ECE2015 Eposter Presentations Clinical Cases–Pituitary/Adrenal (95 abstracts)
1Endocrinology Department, Bucharest, Elias Emergency Hospital, Romania; 2Endocrinology Department, Carol Davila University of Medicine and Pharmacology, Bucharest, Romania.
Introduction: Central diabetes insipidus is a rare, chronic disease characterized by polyuria and polydipsia due to a partial or total vasopressin deficiency (hypothalamic neurohypophysial system damage). The aetiology can be familial (autosomal dominant inheritance, X-linked recessive traits; mutation of the vasopressin neurophysin II genes), secondary (tumours, infections, infiltrative diseases, trauma, vascular lesions) and idiopathic (1030%).
Case report: We present the case of a 24 year-old female who presented in our clinic for a polydipsia- polyuria syndrome (10 l per day) with a sudden onset 3 months prior her admission. She had a family history of Hashimoto thyroiditis and Diabetes Mellitus type 1, and a personal history of Hashimoto thyroiditis with hypothyroidism for which she had been taking treatment with L-thyroxine for almost 1 year. Physical examination: overweight (BMI 28 kg/m2), blood pressure 120/95 mm/Hg, heart rate 108 bpm, no signs or symptoms of pulmonary disease. She had no modifications in circadian rhythm or appetite, normal menstrual cycle, no history of head trauma, pregnancy or childbirth. Lab tests: routine investigations and inflammatory markers were normal, endocrinological testing revealed a normal anterior pituitary function and a balanced hypothyroidism substitution (TSH=3.01 μIU/ml, fT4=1.47 ng/dl). The water deprivation test and ADH value when the test ended (<1 ng/l) were suggestive for central diabetes insipidus. Hypothalamic-pituitary MRI with contrast showed no pathological modifications except for the absence of the physiological posterior pituitary bright spot. The patient received long-term oral desmopressin treatment and her fluid intake and output normalised.

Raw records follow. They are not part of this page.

PR #7534, opened 2020-12-03
Set WM_CLASS and WM_INSTANCE_NAME for early progress window

### LINKED ISSUE #7531: [Linux/X11] Forge messes up Minecraft Window Class breaking Window Manager Rules
**Minecraft Version:** 1.16.4

**Forge Version:** 35.1.0

**Logs:** N/A

**Steps to Reproduce:**
 1. Start Minecraft with Forge
 2. Read out window properties with `xprop`

**Description of issue:**
The `WM_CLASS` property reads "FML early loading progress", where it would be "Minecraft 1.16.4" for Vanilla Minecraft. This makes breaks any window manager rules targeting Minecraft windows and makes it impossible to differentiate based on the Minecraft version.

**Notes:**
When using Minecraft 1.14.4 with Forge 28.2.0, the window class starts out as "FML early loading progress", but then correctly switches to "Minecraft 1.14.4". This switch does not happen with the versions listed above.

diesieben07:
Emulate what we would get without the early progress window.
Vanilla Minecraft never sets these properties, so GLFW defaults to the first window title, which is "Minecraft* \<version\>".  Emulate this here by setting the properties explicitly to avoid GLFW using the early progress window title.

Fixes #7531.

### DIFF
--- a/src/fmllauncher/java/net/minecraftforge/fml/loading/FMLLoader.java
+++ b/src/fmllauncher/java/net/minecraftforge/fml/loading/FMLLoader.java
@@ -185,11 +185,12 @@ public class FMLLoader
         naming = commonLaunchHandler.getNaming();
         dist = commonLaunchHandler.getDist();
         production = commonLaunchHandler.isProduction();
-        progressWindowTick = EarlyProgressVisualization.INSTANCE.accept(dist, commonLaunchHandler.isData());
+
+        mcVersion = (String) arguments.get("mcVersion");
+        progressWindowTick = EarlyProgressVisualization.INSTANCE.accept(dist, commonLaunchHandler.isData(), mcVersion);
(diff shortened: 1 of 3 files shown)


LexManos:
Aside from all the binary breaks after a RB its fine.

alcatrazEscapee:
Correct me if I'm wrong - the only binary break I see is the signature of `EarlyProgressVisualization#accept`, adding a `String mcVersion` param.

Everything else is either private / package private: `Visualization` is package private, so changing the signature of `start` wouldn't be a break as nothing could be implementing it outside of this anyway, `ClientVisualization` is package private so changing the (public) method signatures there is fine, same with `NoVisualization`. Other method signatures that were changed are private.

diesieben07:
Fixed the binary break for `EarlyProgressVisualisation#accept`

PR #7535, opened 2020-12-04
Fix a few places where the vanilla method was being called instead of the forge one

pupnewfster:
- Moved default implementation of `IForgeBlock#getSlipperiness` method from `Block` to `IForgeBlock`
- For `IForgeBlock#isLadder`: Vanilla only checks against the climable tag now instead of also hardcoding specific types, so I believe if anything the strict overrides could cause issues if someone tries to remove them as "ladders" say on a vanilla server but the client still thinks it is a valid ladder.
- Fixed the following methods that had some calls not being switched to hooks properly:
 - Blocks:
  - `getLightValue` call for checking if mobs can spawn
  - `getSlipperiness` call from item entities
 - Items:
  - MerchantOffer calling stack insensitive max stack size

It also seems `observedNeighborChange`, not quite sure what it was used for or how to hook it back up. Should I mark it as deprecated and for removal in 1.17?


nikita488:
The `getFogColor`, `rotate` and `onPlantGrow` methods inside `IForgeBlock` and `IForgeBlockState` also never called like `observedNeighborChange`.

diesieben07:
I tracked `observedNeighborChange` all the way back to 1.12. This method used to be special to just observer blocks, Forge patched it to fire for all blocks. This method is now present for all blocks in vanilla and called `updatePostPlacement`. So yes, `observedNeighborChange` can be deprecated in Forge and removed in 1.17.

diesieben07:
The `getFogColor` patch probably got removed, because fog rendering was moved into its own class from `EntityRenderer`. `FogRenderer` should be updated to re-add the patch.

`rotate` is a forge extension and adds world and position. However the places where vanilla calls it don't have that information necessarily, so they call the deprecated version. Probably should make the parameters nullable / add information about them not necessarily being correct (sometimes rotate is called before the block is placed).

`onPlantGrow` probably can't be re-added, due to the move away from hardcoded handwritten world generation code. It was called during tree generation, etc. So another candiate for deprecation.

pupnewfster:
> `rotate` is a forge extension and adds world and position. However the places where vanilla calls it don't have that information necessarily, so they call the deprecated version. Probably should make the parameters nullable / add information about them not necessarily being correct (sometimes rotate is called before the block is placed).

This part feels relatively close to a breaking change to me given if people currently are assuming it is not null and we start passing null their code would break, so should I just put a TODO for it for 1.17?

Edit: I also am not quite sure how I would go about reintegrating the getFogColor method as I am not quite sure how FogRenderer even works, and from a brief glance I am pretty sure the default implementation will need to change/maybe even the params being passed to it.

marchermans (approved):

PR #7536, opened 2020-12-06
Override invalidateCaps instead of remove for vanilla TE capability invalidation

pupnewfster:
Addresses a small oversight of mine in https://github.com/MinecraftForge/MinecraftForge/commit/1a539ffebcbc3d9eba46cd489066c228a4e6fc2a where I did not realize that forge's patched in capabilities for vanilla TEs was hardcoded to happening in `remove` instead of in `invalidateCaps`.

### DIFF
--- a/patches/minecraft/net/minecraft/entity/LivingEntity.java.patch
+++ b/patches/minecraft/net/minecraft/entity/LivingEntity.java.patch
@@ -481,7 +481,7 @@
     }
  
     public boolean func_70094_T() {
-@@ -3082,6 +3138,60 @@
+@@ -3082,6 +3138,58 @@
        this.func_213361_c(p_213334_1_ == Hand.MAIN_HAND ? EquipmentSlotType.MAINHAND : EquipmentSlotType.OFFHAND);
     }
  
@@ -531,12 +531,10 @@
 +   }
 +
 +   @Override
-+   public void remove(boolean keepData) {
-+      super.remove(keepData);
-+      if (!keepData) {
-+         for (int x = 0; x < handlers.length; x++)
-+            handlers[x].invalidate();
-+      }
++   protected void invalidateCaps() {
++      super.invalidateCaps();
++      for (int x = 0; x < handlers.length; x++)
++         handlers[x].invalidate();
 +   }
 +
     @OnlyIn(Dist.CLIENT)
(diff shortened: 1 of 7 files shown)


patches/minecraft/net/minecraft/entity/LivingEntity.java.patch
```diff
@@ -531,12 +531,10 @@
...
 +
 +   @Override
-+   public void remove(boolean keepData) {
-+      super.remove(keepData);
-+      if (!keepData) {
-+         for (int x = 0; x < handlers.length; x++)
-+            handlers[x].invalidate();
-+      }
++   protected void invalidateCaps() {
++      super.invalidateCaps();
```
marchermans, line 535: Why was the keepData check removed here?

patches/minecraft/net/minecraft/entity/item/minecart/ContainerMinecartEntity.java.patch
```diff
@@ -20,11 +20,10 @@
  
 -      super.func_70106_y();
 +      super.remove(keepData);
-+      if (!keepData) itemHandler.invalidate();
```
marchermans, line 23: Again why was this check removed?

patches/minecraft/net/minecraft/entity/passive/horse/AbstractHorseEntity.java.patch
```diff
@@ -43,9 +43,9 @@
 +   }
 +
 +   @Override
-+   public void remove(boolean keepData) {
-+      super.remove(keepData);
-+      if (!keepData && itemHandler != null) {
++   protected void invalidateCaps() {
++      super.invalidateCaps();
++      if (itemHandler != null) {
```
marchermans, line 48: Again removes the keepData check

marchermans (approved):
Generally approved.
Could you document why the keepData checks where removed.

patches/minecraft/net/minecraft/entity/LivingEntity.java.patch
pupnewfster: `invalidateCaps` for Entities is called from `Entity#remove` when `keepData` is false. This extra check got removed as `invalidateCaps` only will be called when it should be invalidated.

patches/minecraft/net/minecraft/tileentity/LockableTileEntity.java.patch
```diff
@@ -10,16 +10,16 @@
 +      return new net.minecraftforge.items.wrapper.InvWrapper(this);
 +   }
 +
-+   @javax.annotation.Nullable
++   @javax.annotation.Nonnull
```
LexManos: This annotation can just be removed. It was Nullable to override the vanilla's package level ones. Back before the cap optional rewrite.

marchermans (approved):

PR #7538, opened 2020-12-07
Add a SoundType subclass that uses suppliers

sciwhiz12:
### The Chicken-and-Egg Problem
One of the difficulties in using custom `SoundType`s for modded blocks is the faux chicken-and-egg problem of `Block`, `SoundEvent`, and `SoundType`.

To add a custom sound type for a block, you have two options: override a method (which offers great flexibility in what sound is used, at the cost of _needing to subclass_), or passing the `SoundType` to the `AbstractBlock.Properties` constructor. Since the block properties is needed to construct the `Block` instance, the `SoundType` instance needs to be constructed before the block.

To construct a `SoundType` instance, you need to pass in 5 `SoundEvent` instances: the place sound, the break sound, the hit sound (when breaking the block), the step sound, and the fall sound (when falling on the block AFAIK).

The faux chicken-and-egg problem is thus: `SoundEvent`s must be registered. However, the `SoundEvent`s must also be available to construct the `SoundType`, which must be constructed before the `Block` using it is registered. However, `Block`s are loaded/registered wayy before `SoundEvent`s<sup id="1top">[1](#1)</sup>.

### Two Possible Solutions
The first solution would be to statically initialize the `SoundEvent`s and register them later. This is not preferrable due to the use of static initialization which is stated to be something that Forge is discouraging. Plus, this prevents the use of the `DeferredRegister` system (since `RegistryObject` errors when retrieving the inner object before the corresponding registry is loaded).

The other solution, which fits Forge's goal of reloadable registries, is extending `SoundType` to accept `Supplier<SoundEvent>`s instead. This is the more preferred and cleaner of the two, since it both does not need to use any sort of static initialization for `SoundEvent`, and allows the use of `DeferredRegister` and `RegistryObject`s (since `RegistryObject`s are `Supplier`s too).

### This Pull Request's Solution
However, there is no such subclass of `SoundType` in Forge, which means that mods who have custom `SoundType`s needs to all make their own subclass, and it is not obvious to new modders on how to add custom sound types to their block using `RegistryObject`s, meaning they will ask the same question again and again.

This PR remedies this deficiency, by **adding a new `ForgeSoundType` class under `net.minecraftforge.common.util`**. This class is a subclass of `SoundType`, which accepts `Supplier<SoundEvent>` instead of `SoundEvent` in the constructor.
 - `null` is passed into the superclass constructor, because no "blank/empty" `SoundEvent` exists, and using a predefined sound event may be confusing in the future if a bug ever occurs. This value should never be exposed, since the only access would be the getters, which are overriden by `ForgeSoundType`.
   - The casts were added by a review by LexManos, for the purpose of making sure that if Mojang were to change the parameters of the original `SoundType` constructor, this class's constructor will cause a compile-time error.
 - The constructor for `SoundType` was marked with `@Deprecated`, and a regular comment<sup id="2top">[2](#2)</sup> was placed alongside it, pointing modders to use `ForgeSoundType` for suppliers instead.
 - This PR includes a test mod (`custom_sound_type_test`) which was used to verify that `ForgeSoundType` works as expected.
    * The test mod adds a new block, the `custom_sound_type_test:test_block` which has a custom `ForgeSoundType` and `SoundEvent`, all of which point to the `entity/mob/zombie/hit1.ogg` sound (hitting, falling, breaking, placing, steps).

Checking each of the calls to the 5 getters will reveal that they are called during ingame, way after the sound events are registered. This means it should be safe to use this class with `RegistryObject`s.

#### TL;DR: _New class to Forge named `ForgeSoundType`, a replacement for `SoundType` that uses `Supplier<SoundEvent>` instead of `SoundEvent` directly in the constructor._

<sup><a id="1" href="#1top">^</a> **1:** Registry load order is currently defined as: `minecraft:block` first, `minecraft:item` second, then all other registries in alphabetical order according to their name (so `forge:*` goes first before `minecraft:*`).</sup>
<sup><a id="2" href="#2top">^<a/> **2:** I followed the established precedent of using regular comments instead of documentation comments.</sup>


src/main/java/net/minecraftforge/common/util/ForgeSoundType.java
```diff
@@ -0,0 +1,80 @@
...
+
+package net.minecraftforge.common.util;
+
+import net.minecraft.block.SoundType;
+import net.minecraft.util.SoundEvent;
+
+import javax.annotation.Nonnull;
+import java.util.function.Supplier;
+
+public class ForgeSoundType extends SoundType
```
pupnewfster, line 50: Might be worth throwing some java docs on this class that gives a brief summary of why this exists (given you wrote a very detailed thing for the PR explaining it you can probably just copy paste parts of that here)

sciwhiz12: Added a condensed/summarized version of the PR description as javadocs to the `ForgeSoundType` class. This should give modders more insight into why it exists.
(I thought about linking this PR's URL in the `@see` section, but decided against it for now. If modders are curious, they could always `git blame`/search on GitHub to find the commit and this PR).

patches/minecraft/net/minecraft/block/SoundType.java.patch
```diff
@@ -0,0 +1,10 @@
+--- a/net/minecraft/block/SoundType.java
++++ b/net/minecraft/block/SoundType.java
+@@ -3,6 +3,7 @@
+ import net.minecraft.util.SoundEvent;
+ import net.minecraft.util.SoundEvents;
+ 
++// Forge: Use {@link net.minecraftforge.common.util.ForgeSoundType} instead for suppliers
```
LexManos: I would move this comment to the Constructor, and then @Deprecate the constructor. As the class itself isn't deprecated, it's the new instances that are.

src/main/java/net/minecraftforge/common/util/ForgeSoundType.java
```diff
@@ -0,0 +1,102 @@
...
+{
+    private final Supplier<SoundEvent> breakSound;
+    private final Supplier<SoundEvent> stepSound;
+    private final Supplier<SoundEvent> placeSound;
+    private final Supplier<SoundEvent> hitSound;
+    private final Supplier<SoundEvent> fallSound;
+
+    public ForgeSoundType(float volumeIn, float pitchIn, Supplier<SoundEvent> breakSoundIn, Supplier<SoundEvent> stepSoundIn, Supplier<SoundEvent> placeSoundIn, Supplier<SoundEvent> hitSoundIn, Supplier<SoundEvent> fallSoundIn)
+    {
+        super(volumeIn, pitchIn, null, null, null, null, null);
```
LexManos: I know this sounds dumb, but can you add (SoundEvent) casts to all these nulls?
The other option is writing some form of dev-time validation that this class has the same methods/constructors as the parent.

The idea is to make it a error if Mojang changes any of the argument types.
Thus notifying us that we need to update this class.

patches/minecraft/net/minecraft/block/SoundType.java.patch
sciwhiz12: Moved the comment, and deprecated the constructor for `SoundType`.

src/main/java/net/minecraftforge/common/util/ForgeSoundType.java
sciwhiz12: Adding casts like that does makes sense, once the idea behind it is known. I've added the casts to the `null`s.

diesieben07 (approved):

PR #7544, opened 2020-12-11
Make shear interactions extend to subclasses

pupnewfster:
Makes it so less code has to be replicated in onItemUse checking the block used against to make custom shears function properly with some of the custom interactions vanilla has.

Conclusion: Central Diabetes Insipidus is rare chronic disease, even rarer in the case of young adults. When no familial or secondary cause of vasopressin deficiency is feasible, vascular lesions and autoimmune processes must be taken in consideration before labelling it as idiopathic. In this particular case, given the personal and familial history of autoimmune diseases, despite the non-suggestive MRI findings, anti-pituitary and vasopressin-cell autoantibodies should be determined as an attempt to look even further and truly define a diagnosis.